Instructions to follow.
Report back every line of the entries that contains "usefixtures", exactly as written.

[Stored items]
PR #308, opened 2023-08-08
fix: localnet displays a warning when image is out of date

inaie-makerx:
https://dev.azure.com/MakerXStudio/AlgoKit%20(Algorand%20Foundation)/_workitems/edit/431

### DIFF
--- a/src/algokit/core/sandbox.py
+++ b/src/algokit/core/sandbox.py
@@ -6,7 +6,6 @@ from pathlib import Path
 from typing import Any, cast
 
 import httpx
-import yaml
 
 from algokit.core.conf import get_app_config_dir
 from algokit.core.proc import RunResult, run, run_interactive
--- a/src/algokit/core/sandbox.py
+++ b/src/algokit/core/sandbox.py
@@ -120,18 +120,20 @@ class ComposeSandbox:
         assert isinstance(data, list)
         return cast(list[dict[str, Any]], data)
 
-    def _get_local_image_version(self, image_name: str) -> str:
+    def _get_local_image_version(self, image_name: str) -> str | None:
         """
         Get the local version of a Docker image
         """
-        arg = "{{.RepoDigests}}"
-        local_version = run(
-            ["docker", "image", "inspect", image_name, "--format", arg],
-            cwd=self.directory,
-            bad_return_code_error_message="Failed to get image inspect",
-        )
-        # Remove brackets and split on '@' symbol and get the SHA hash
-        return local_version.output[1:-1].split("@")[1]
+        try:
+            arg = "{{.Id}}"
+            local_version = run(
+                ["docker", "image", "inspect", image_name, "--format", arg],
+                cwd=self.directory,
+                bad_return_code_error_message="Failed to get image inspect",
+            )
+            return local_version.output
+        except Exception:
+            return None
 
     def _get_latest_image_version(self, image_name: str) -> str | None:
         """
@@ -151,19 +153,19 @@ class ComposeSandbox:
     def is_image_up_to_date(self, image_name: str) -> bool:
         local_version = self._get_local_image_version(image_name)
         latest_version = self._get_latest_image_version(image_name)
-        return local_version is None or local_version == latest_version
+        return local_version is None or latest_version is None or local_version == latest_version
 
     def check_docker_compose_for_new_image_versions(self) -> None:
         is_indexer_up_to_date = self.is_image_up_to_date(INDEXER_IMAGE)
         if is_indexer_up_to_date is False:
             logger.warning(
-                "indexer has a new version available, run algokit localnet reset --update to get the latest version"
+                "indexer has a new version available, run `algokit localnet reset --update` to get the latest version"
             )
 
         is_algorand_up_to_date = self.is_image_up_to_date(ALGORAND_IMAGE)
         if is_algorand_up_to_date is False:
             logger.warning(
-                "algod has a new version available, run algokit localnet reset --update to get the latest version"
+                "algod has a new version available, run `algokit localnet reset --update` to get the latest version"
             )
 
 
--- a/src/algokit/core/sandbox.py
+++ b/src/algokit/core/sandbox.py
@@ -134,7 +134,7 @@ class ComposeSandbox:
         # Remove brackets and split on '@' symbol and get the SHA hash
         return local_version.output[1:-1].split("@")[1]
 
-    def _get_latest_image_version(self, image_name: str) -> str:
+    def _get_latest_image_version(self, image_name: str) -> str | None:
         """
         Get the latest version of a Docker image from Docker Hub
         """
@@ -147,22 +147,25 @@ class ComposeSandbox:
             return str(data.json()["digest"])
         except Exception as err:
             logger.debug(f"Error checking indexer status: {err}", exc_info=True)
-            return ""
+            return None
+
+    def is_image_up_to_date(self, image_name: str) -> bool:
+        local_version = self._get_local_image_version(image_name)
+        latest_version = self._get_latest_image_version(image_name)
+        return local_version is None or local_version == latest_version
 
     def check_docker_compose_for_new_image_versions(self) -> None:
-        """
-        Check Docker Compose file for new image versions
-        """
-        docker_compose = yaml.safe_load(get_docker_compose_yml())
-        services = docker_compose["services"]
-        for service_name, service_data in services.items():
-            image_name = service_data["image"]
-            if "postgres" in image_name:
-                continue
-            local_version = self._get_local_image_version(image_name)
-            latest_version = self._get_latest_image_version(image_name)
-            if local_version != latest_version:
-                logger.warning(f"{service_name} has a new version available")
+        is_indexer_up_to_date = self.is_image_up_to_date(INDEXER_IMAGE)
+        if is_indexer_up_to_date is False:
+            logger.warning(
+                "indexer has a new version available, run algokit localnet reset --update to get the latest version"
+            )
+
+        is_algorand_up_to_date = self.is_image_up_to_date(ALGORAND_IMAGE)
+        if is_algorand_up_to_date is False:
+            logger.warning(
+                "algod has a new version available, run algokit localnet reset --update to get the latest version"
+            )
 
 
 DEFAULT_ALGOD_SERVER = "http://localhost"
@@ -172,6 +175,8 @@ DEFAULT_INDEXER_PORT = 8980
 DEFAULT_WAIT_FOR_ALGOD = 60
 DEFAULT_HEALTH_TIMEOUT = 1
 ALGOD_HEALTH_URL = f"{DEFAULT_ALGOD_SERVER}:{DEFAULT_ALGOD_PORT}/v2/status"
+INDEXER_IMAGE = "makerxau/algorand-indexer-dev:latest"
+ALGORAND_IMAGE = "algorand/algod:latest"
 
 
 def _wait_for_algod() -> bool:
@@ -215,7 +220,7 @@ name: "{name}_sandbox"
 services:
   algod:
     container_name: {name}_algod
-    image: algorand/algod:latest
+    image: {ALGORAND_IMAGE}
     ports:
       - {algod_port}:8080
       - {kmd_port}:7833
@@ -232,7 +237,7 @@ services:
 
   indexer:
     container_name: {name}_indexer
-    image: makerxau/algorand-indexer-dev:latest
+    image: {INDEXER_IMAGE}
     ports:
       - {indexer_port}:8980
     restart: unless-stopped
--- a/src/algokit/core/sandbox.py
+++ b/src/algokit/core/sandbox.py
@@ -1,11 +1,14 @@
 import enum
 import json
 import logging
+import subprocess
 import time
 from pathlib import Path
 from typing import Any, cast
 
 import httpx
+import requests
+import yaml
 
 from algokit.core.conf import get_app_config_dir
 from algokit.core.proc import RunResult, run, run_interactive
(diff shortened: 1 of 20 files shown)


src/algokit/core/sandbox.py
```diff
@@ -120,6 +121,49 @@ def ps(self, service_name: str | None = None) -> list[dict[str, Any]]:
...
+            return str(data.json()["digest"])
+        except Exception as err:
+            logger.debug(f"Error checking indexer status: {err}", exc_info=True)
+            return ""
+
+    def check_docker_compose_for_new_image_versions(self) -> None:
+        """
+        Check Docker Compose file for new image versions
+        """
+        docker_compose = yaml.safe_load(get_docker_compose_yml())
```
daniel-makerx, line 156: Rather than loading the docker-compose.yaml contents, could instead make the algod and indexer image tags constants and reference them here and in the `get_docker_compose_yml`

src/algokit/core/sandbox.py
```diff
@@ -120,6 +121,49 @@ def ps(self, service_name: str | None = None) -> list[dict[str, Any]]:
...
+        services = docker_compose["services"]
+        for service_name, service_data in services.items():
+            image_name = service_data["image"]
+            if "postgres" in image_name:
+                continue
+            local_version = self._get_local_image_version(image_name)
+            latest_version = self._get_latest_image_version(image_name)
+            if local_version != latest_version:
+                logger.warning(f"{service_name} has a new version available")
```
daniel-makerx, line 165: Include in this message what the user has to do to get the latest version (run with --update)

src/algokit/core/sandbox.py
```diff
@@ -120,6 +121,49 @@ def ps(self, service_name: str | None = None) -> list[dict[str, Any]]:
...
+        args = image_name.split(":")
+        name = args[0]
+        tag = args[1] if len(args) > 1 else "latest"
+        url = f"https://registry.hub.docker.com/v2/repositories/{name}/tags/{tag}"
+        try:
+            data = httpx.get(url=url)
+            return str(data.json()["digest"])
+        except Exception as err:
+            logger.debug(f"Error checking indexer status: {err}", exc_info=True)
+            return ""
```
daniel-makerx, line 150: I think this should return None here if we can't fetch the latest, and then skip the warning if None is returned so that users don't get warnings if we can't determine the latest version

tests/localnet/conftest.py
```diff
@@ -13,3 +18,57 @@ def algod_health_fast_timings(mocker: MockerFixture) -> None:  # noqa: ignore[PT
...
+    httpx_mock.add_response(
+        url="https://registry.hub.docker.com/v2/repositories/algorand/algod/tags/latest",
+        json={
+            "digest": "sha256:aaaaaaaaaaaaaaaaaaaaaaaaaaaaaaaaaaaaaaaaaaaaaaaaaaaaaaaaaaaaaaaa",
+        },
+    )
+
+
+@pytest.fixture()
+def localnet_out_date(proc_mock: ProcMock, httpx_mock: HTTPXMock) -> None:
```
daniel-makerx, line 51: `localnet_out_of_date` ?

tests/localnet/conftest.py
```diff
@@ -13,3 +18,57 @@ def algod_health_fast_timings(mocker: MockerFixture) -> None:  # noqa: ignore[PT
 @pytest.fixture()
 def health_success(httpx_mock: HTTPXMock) -> None:  # noqa: ignore[PT004]
     httpx_mock.add_response(url=ALGOD_HEALTH_URL)
+
+
+@pytest.fixture()
+def localnet_up_to_date(proc_mock: ProcMock, httpx_mock: HTTPXMock) -> None:
+    proc_mock.set_output(
+        ["docker", "image", "inspect", "algorand/algod:latest", "--format", "{{.RepoDigests}}"],
```
daniel-makerx, line 26: If we make the image tags constants as mentioned earlier, then they can also be referenced here in the tests instead of defining them in multiple places

tests/localnet/conftest.py
```diff
@@ -13,3 +15,57 @@ def algod_health_fast_timings(mocker: MockerFixture) -> None:  # noqa: ignore[PT
 @pytest.fixture()
 def health_success(httpx_mock: HTTPXMock) -> None:  # noqa: ignore[PT004]
     httpx_mock.add_response(url=ALGOD_HEALTH_URL)
+
+
+@pytest.fixture()
+def _localnet_up_to_date(proc_mock: ProcMock, httpx_mock: HTTPXMock) -> None:
```
aorumbayev, line 21: Minor detail, i think
`_localnet_up_to_date_` -> `localnet_up_to_date` might be better? 

Its used in at least 2 separate test sets so i assume it makes more sense to remove the `_`. If you look at the only similar example of 'private' fixture in `test_doctor.py` that fixture is only used within a scope of a single file hence makes sense to mark it private there.

tests/localnet/conftest.py
```diff
@@ -13,3 +15,57 @@ def algod_health_fast_timings(mocker: MockerFixture) -> None:  # noqa: ignore[PT
...
+    httpx_mock.add_response(
+        url="https://registry.hub.docker.com/v2/repositories/algorand/algod/tags/latest",
+        json={
+            "digest": "sha256:aaaaaaaaaaaaaaaaaaaaaaaaaaaaaaaaaaaaaaaaaaaaaaaaaaaaaaaaaaaaaaaa",
+        },
+    )
+
+
+@pytest.fixture()
+def _localnet_out_of_date(proc_mock: ProcMock, httpx_mock: HTTPXMock) -> None:
```
aorumbayev, line 48: In contrast with `localnet_up_to_date`, `_localnet_out_of_date` is only used by a single test case in `test_localnet_start.py`. Is there any need to have it defined in conftest in this case?

src/algokit/core/sandbox.py
```diff
@@ -120,6 +120,52 @@ def ps(self, service_name: str | None = None) -> list[dict[str, Any]]:
...
+        is_indexer_up_to_date = self.is_image_up_to_date(INDEXER_IMAGE)
+        if is_indexer_up_to_date is False:
+            logger.warning(
+                "indexer has a new version available, run algokit localnet reset --update to get the latest version"
+            )
+
+        is_algorand_up_to_date = self.is_image_up_to_date(ALGORAND_IMAGE)
+        if is_algorand_up_to_date is False:
+            logger.warning(
+                "algod has a new version available, run algokit localnet reset --update to get the latest version"
```
aorumbayev, line 166:
```suggestion
                "algod has a new version available, run `algokit localnet reset --update` to get the latest version"
```

src/algokit/core/sandbox.py
```diff
@@ -120,6 +120,52 @@ def ps(self, service_name: str | None = None) -> list[dict[str, Any]]:
...
+    def is_image_up_to_date(self, image_name: str) -> bool:
+        local_version = self._get_local_image_version(image_name)
+        latest_version = self._get_latest_image_version(image_name)
+        return local_version is None or local_version == latest_version
+
+    def check_docker_compose_for_new_image_versions(self) -> None:
+        is_indexer_up_to_date = self.is_image_up_to_date(INDEXER_IMAGE)
+        if is_indexer_up_to_date is False:
+            logger.warning(
+                "indexer has a new version available, run algokit localnet reset --update to get the latest version"
```
aorumbayev, line 160:
```suggestion
                "indexer has a new version available, run `algokit localnet reset --update` to get the latest version"
```

src/algokit/core/sandbox.py
```diff
@@ -120,6 +120,52 @@ def ps(self, service_name: str | None = None) -> list[dict[str, Any]]:
...
+        Get the local version of a Docker image
+        """
+        arg = "{{.RepoDigests}}"
+        local_version = run(
+            ["docker", "image", "inspect", image_name, "--format", arg],
+            cwd=self.directory,
+            bad_return_code_error_message="Failed to get image inspect",
+        )
+        # Remove brackets and split on '@' symbol and get the SHA hash
+        return local_version.output[1:-1].split("@")[1]
```
aorumbayev, line 134: output has a newline character at the end which isn't accounted for, can result in a bug where it forgets to strip the rightmost `]` symbol. See if there are better ways to get just the sha part, maybe --format flag has some further ways to parse the output on docker side instead? Otherwise make sure to run strip() on the output before further operations

aorumbayev: Please also make sure to also reflect the real outputs in the mocks, current tests aren't catching scenarios like that because mocked return values are already trimmed. Potentially adding extra asserts where applicable to ensure the sha strings were correctly parsed and etc (there are no such test checks at the moment)

tests/localnet/test_localnet_start.py
```diff
@@ -168,11 +169,19 @@ def test_localnet_start_with_unparseable_docker_compose_version(app_dir_mock: Ap
...
     proc_mock.set_output("docker compose version --format json", [json.dumps({"version": "v2.10.0-gitpod.0"})])
 
     result = invoke("localnet start")
 
     assert result.exit_code == 0
     verify(result.output.replace(str(app_dir_mock.app_config_dir), "{app_config}").replace("\\", "/"))
+
+
+@pytest.mark.usefixtures("proc_mock", "health_success", "_localnet_out_of_date")
+def test_localnet_start_out_date(app_dir_mock: AppDirs) -> None:
```
aorumbayev, line 183: Might be useful to add few more tests testing edge cases when you have local docker inspect invocation failing on some exception (should be handled without raising any unhandled exceptions). Similarly testing a scenario where remote local inspect throws an error, as expected though it should print a debug warning but user of the cli shouldn't see any errors/logs and instead its just continues with the execution of the command.

aorumbayev (changes requested):

tests/localnet/conftest.py
inaie-makerx: I added the underscore because of this error 
Fixture `localnet_up_to_date` does not return anything, add leading underscoreRuff(PT004)

src/algokit/core/sandbox.py
inaie-makerx: I have changed to use the .Id it seems to return the sha formatted on the way we need already

tests/localnet/conftest.py
aorumbayev: I see, looks like ruff is enforcing pytest conventions, ignore this one then all good

src/algokit/core/sandbox.py
aorumbayev: @inaie-makerx I'm sorry you can't really use ID in this case case RepoDigest vs ID are derived in different manners and we rely on repo digest on remote image side. All i meant was that when you run algokit cli (aside from mocks in the tests) this inspect response returns a newline character (happens in current state with ID as well). 

Can you please:
1. Make sure the output is stripper/trimmed from any special characters on left/right side before you return it from `_get_local_image_version` ?
2. Change the ID back to RepoDigest? (see [ref](https://stackoverflow.com/questions/56364643/whats-the-difference-between-a-docker-images-image-id-and-its-digest))

Here is what you can do as an option, docker relies on go under the hood so you can rely on go templating capabilities to do something like this:

```python
    def _get_local_image_version(self, image_name: str) -> str | None:
        """
        Get the local version of a Docker image
        """
        try:
            arg = '{{index (split (index .RepoDigests 0) "@") 1}}'
            local_version = run(
                ["docker", "image", "inspect", image_name, "--format", arg],
                cwd=self.directory,
                bad_return_code_error_message="Failed to get image inspect",
            )
            # Remove brackets and split on '@' symbol and get the SHA hash
            return local_version.output.strip()
        except Exception:
            return None
```

aorumbayev (changes requested):
@inaie-makerx unresolved one of the comments as the bug still persists, please address and I'll approve if all good.

tests/localnet/test_localnet_start.py
```diff
@@ -12,7 +18,42 @@
 from tests.utils.proc_mock import ProcMock
 
 
-@pytest.mark.usefixtures("proc_mock", "health_success")
+@pytest.fixture()
+def _localnet_out_of_date(proc_mock: ProcMock, httpx_mock: HTTPXMock) -> None:
+    arg = '{{index (split (index .RepoDigests 0) "@") 1}}'
+    proc_mock.set_output(
+        ["docker", "image", "inspect", ALGORAND_IMAGE, "--format", arg],
+        ["[algorand/algod@sha256:bbbbbbbbbbbbbbbbbbbbbbbbbbbbbbbbbbbbbbbbbbbbbbbbbbbbbbbbbbbbbbbb\n]"],
```
aorumbayev, line 26: Should be just `sha256:bbbbbbbbbbbbbbbbbbbbbbbbbbbbbbbbbbbbbbbbbbbbbbbbbbbbbbbbbbbbbbbb\n` without square brackets due to `{{index (split (index .RepoDigests 0) "@") 1}}`

tests/localnet/test_localnet_start.py
```diff
@@ -12,7 +18,42 @@
...
+    )
+
+    proc_mock.set_output(
+        ["docker", "image", "inspect", INDEXER_IMAGE, "--format", arg],
+        ["[makerxau/algorand-indexer-dev@sha256:aaaaaaaaaaaaaaaaaaaaaaaaaaaaaaaaaaaaaaaaaaaaaaaaaaaaaaaaaaaaaaaa\n]"],
```
aorumbayev, line 31: Same here,  should be just `sha256:aa....\n`

aorumbayev (approved):
@inaie-makerx approving but please address the last comment with regards to values you are mocking for inspect command. Before merging, please make sure that conventional commit prefix is set to `fix` instead of a `feat` as this is more of a minor enhancement into existing localnet features so a patch bump is more appropriate than a minor bump. 

@daniel-makerx any chance you can take one extra look as well so we get second approval for this PR?

robdmoore (approved):

robdmoore:
Nice!

tests/localnet/test_localnet_start.py
aorumbayev: These are still in place? Am i missing something? I think you pushed a commit to remove them from the test but unsure if these are still correct, the output should not contain [{title}/{image title}@sha256:{hash}] = we parse it out via go templating in format param.

tests/localnet/test_localnet_start.py
aorumbayev: These are still in place? Am i missing something? I think you pushed a commit to remove them from the test but unsure if these are still correct, the output should not contain [{title}/{image title}@sha256:{hash}] = we parse it out via go templating in format param.

PR #313, opened 2023-09-25
feat: algokit task - wallet aliasing

aorumbayev:
## Proposed Changes

  - Introduces wallet aliasing task 
  - Supports add, list, remove, reset, get operations 
  - Capping max number of aliases to have in keyring at a time to 50 (as discussed with @Loedn)
 
## TODO

- [x] snapshot tests

## Further notes

Refactoring deploy command to support aliases are to be addressed in a separate PR


aorumbayev:
@neilcampbell @robdmoore @Loedn, update so apparently max password len on windows is 1280 chars which is roughly ~60 aliases assuming worst case when max alias len used is 20 chars. I think 60 aliases is pretty reasonable amount - are we ok with throwing a warning that max number of aliases to persist is exhausted or we want unlimited storage for aliases? Storing it in keyring might get a bit tricky in case we want to remove limits

src/algokit/cli/tasks/wallet.py
```diff
@@ -0,0 +1,165 @@
...
+        }
+        for alias_data in aliases
+    ]
+
+    click.echo(json.dumps(output, indent=2))
+
+
+@wallet.command("remove")
+@click.argument("alias", type=click.STRING)
+def remove(alias: str) -> None:
```
neilcampbell, line 125: This is also a destructive action, so we probably want to prompt for confirmation and add a --force flag too.

docs/features/tasks/wallet.md
```diff
@@ -0,0 +1,88 @@
...
+
+### Add
+
+This command adds an address or account to be stored against a named alias. If the `--mnemonic` flag is used, it will prompt the user for a mnemonic phrase interactively using masked input. If the `--force` flag is used, it will allow overwriting an existing alias.
+
+```bash
+$ algokit wallet add [OPTIONS] ALIAS_NAME
+```
+
+> Please note, the command is not designed to be used in CI scope, there is not options to skip interactive masked input of mnemonic if you want to alias an Account (both private and public key) entity.
```
robdmoore, line 36:
```suggestion
> Please note, the command is not designed to be used in CI scope, there is no option to skip interactive masked input of mnemonic if you want to alias an 'Account' (both private and public key) entity.
```

src/algokit/core/tasks/wallet.py
```diff
@@ -0,0 +1,165 @@
...
+from dataclasses import dataclass
+
+import keyring
+
+logger = logging.getLogger(__name__)
+
+WALLET_ALIAS_KEYRING_NAMESPACE = "algokit_alias"
+WALLET_ALIASES_KEYRING_NAMESPACE = "algokit_aliases"
+WALLET_ALIASES_KEYRING_USERNAME = "aliases"
+WALLET_ALIASING_MAX_LIMIT = 50
```
robdmoore, line 12: Minor: Worth including a description of why this is this number? I assume it's a keyring limitation?

src/algokit/cli/tasks/wallet.py
```diff
@@ -0,0 +1,165 @@
...
+        derived_address = account.address_from_private_key(private_key)  # type: ignore[no-untyped-call]
+        if derived_address != address:
+            click.echo(
+                "Warning: Address from the mnemonic doesn't match the provided address. "
+                "It won't work unless the account has been rekeyed."
+            )
+
+    if get_alias(alias_name) and not force:
+        response = click.prompt(
+            f"Alias '{alias_name}' already exists. Overwrite? (y/n)",
```
neilcampbell, line 73:
```suggestion
            f"Alias '{alias_name}' already exists. Overwrite?",
```

Not needed.

src/algokit/core/tasks/wallet.py
```diff
@@ -0,0 +1,165 @@
...
+
+    try:
+        response = keyring.get_password(service_name=WALLET_ALIAS_KEYRING_NAMESPACE, username=alias_name)
+
+        if not response:
+            return None
+
+        return WalletAliasKeyringData(**json.loads(response))
+    except Exception as ex:
+        logger.debug(f"Failed to get alias from keyring. `{alias_name}` does not exist", exc_info=ex)
```
neilcampbell, line 129:
```suggestion
        logger.debug(f"`{alias_name}` does not exist", exc_info=ex)
```
Based on snapshot test, this appears to be the way keyring signals that a value doesn't exist. Remove failure wording, as we expect these messages reqgularly.

neilcampbell (approved):

PR #314, opened 2023-09-26
feat: algokit task - vanity address

negar-abbasi:
## Proposed Changes

  - Introduces vanity-address task 
 
## TODO

- [x] more test cases
- [x] add more explanation on generating mnemonic on stdout

## Further notes 

Has to merged AFTER https://github.com/algorandfoundation/algokit-cli/pull/313


src/algokit/cli/tasks/vanity_address.py
```diff
@@ -0,0 +1,147 @@
...
+    lock: LockBase,
+    stop_event: EventClass,
+    shared_dict: DictProxy,
+) -> None:
+    last_log_time = start_time
+    while not stop_event.is_set():
+        private_key, address = algosdk.account.generate_account()  # type: ignore[no-untyped-call]
+        generated_mnemonic = mnemonic.from_private_key(private_key)  # type: ignore[no-untyped-call]
+        with lock:
+            shared_dict["count"] += 1
```
robdmoore, line 119: Minor (not needed to merge PR): I just ran a similar script locally and I have a suspicion that locking on the count is a bottleneck that slows things down. As a suggestion, if we instead have an array of values so each process has it's own count then it wouldn't need to lock. Alternatively, if each process detects the stop event and pushes a count it's maintaining in it's own thread to a queue or whatever that would be another way to avoid locking and speed things up.

aorumbayev: @robdmoore the bottleneck was in the fact that the script wasn't using multithreading at all, pushed a set of refinements please check again. Also fyi this is lower priority, we would like to merge the aliasing first -> https://github.com/algorandfoundation/algokit-cli/pull/313

src/algokit/core/tasks/vanity_address.py
```diff
@@ -0,0 +1,108 @@
...
+        private_key, address = algosdk.account.generate_account()  # type: ignore[no-untyped-call]
+        generated_mnemonic = mnemonic.from_private_key(private_key)  # type: ignore[no-untyped-call]
+
+        match_conditions = {
+            MatchType.START: address.startswith(keyword),
+            MatchType.ANYWHERE: keyword in address,
+            MatchType.END: address.endswith(keyword),
+        }
+
+        with lock:
```
robdmoore, line 66: Note: I had a minor performance related comment on this line in the other PR

robdmoore (approved):

src/algokit/core/tasks/vanity_address.py
aorumbayev: @robdmoore refactored further to get rid of locking, instead there is a dedicated counter and the thread that runs the logger sums up those counters periodically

Your response.
+@pytest.mark.usefixtures("proc_mock", "health_success", "_localnet_out_of_date")
-@pytest.mark.usefixtures("proc_mock", "health_success")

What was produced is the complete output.